I don't even know what I wanted for.
I already got a pocket radio to listen to music on, and the fights my uncle's fight in my house aren’t things I ever want to hear again, and I don’t know of any deep secrets I need to record in the dead of night like Dave does.
I want it because I want it and I want it right away.
So, when Dave starts to record stuff again, I get annoyed.
I can't be funny for him; I refuse to tell him how I feel when it rains.
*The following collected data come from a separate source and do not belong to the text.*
PR #17527, opened 2023-08-03
Refactor reset_container_network_if_needed

grisu48:
Extract the commonly used reset_container_network_if_needed function to avoid code duplication.

- Related PR: https://github.com/os-autoinst/os-autoinst-distri-opensuse/pull/17512
- Verification run: TBD

PR #17535, opened 2023-08-04
Revert "Refactor reset_container_network_if_needed"

Vogtinator:
Reverts os-autoinst/os-autoinst-distri-opensuse#17527

It caused https://progress.opensuse.org/issues/133808

### DIFF
--- a/lib/containers/utils.pm
+++ b/lib/containers/utils.pm
@@ -22,7 +22,7 @@ use Mojo::Util 'trim';
 
 our @EXPORT = qw(test_seccomp runtime_smoke_tests basic_container_tests get_vars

Dennis doesn't understand why I am grumpy. Neither does Dave. Maybe I don't even know why I just am.
And there's so much I want to know -- why Dave needs to record everything he hears; why he asked such strange questions; what he records when we're not there.
I know I will never know.
Though Dennis does tell me later, he found Dave's stash.
“Did you get to hear any of the tapes?” I asked when Dave's not around.
“No,” he tells me.
“Why not?” I ask.
“It's weird,” he says.
“What’s weird?”
“What he does with the tapes.”
“He puts them in that box of his,” I say.
“Yeah, he does that but later he burns them.”
“Burns them?”
“That's right,” Dennis says. “That box is filled with melted tape. It's weird.”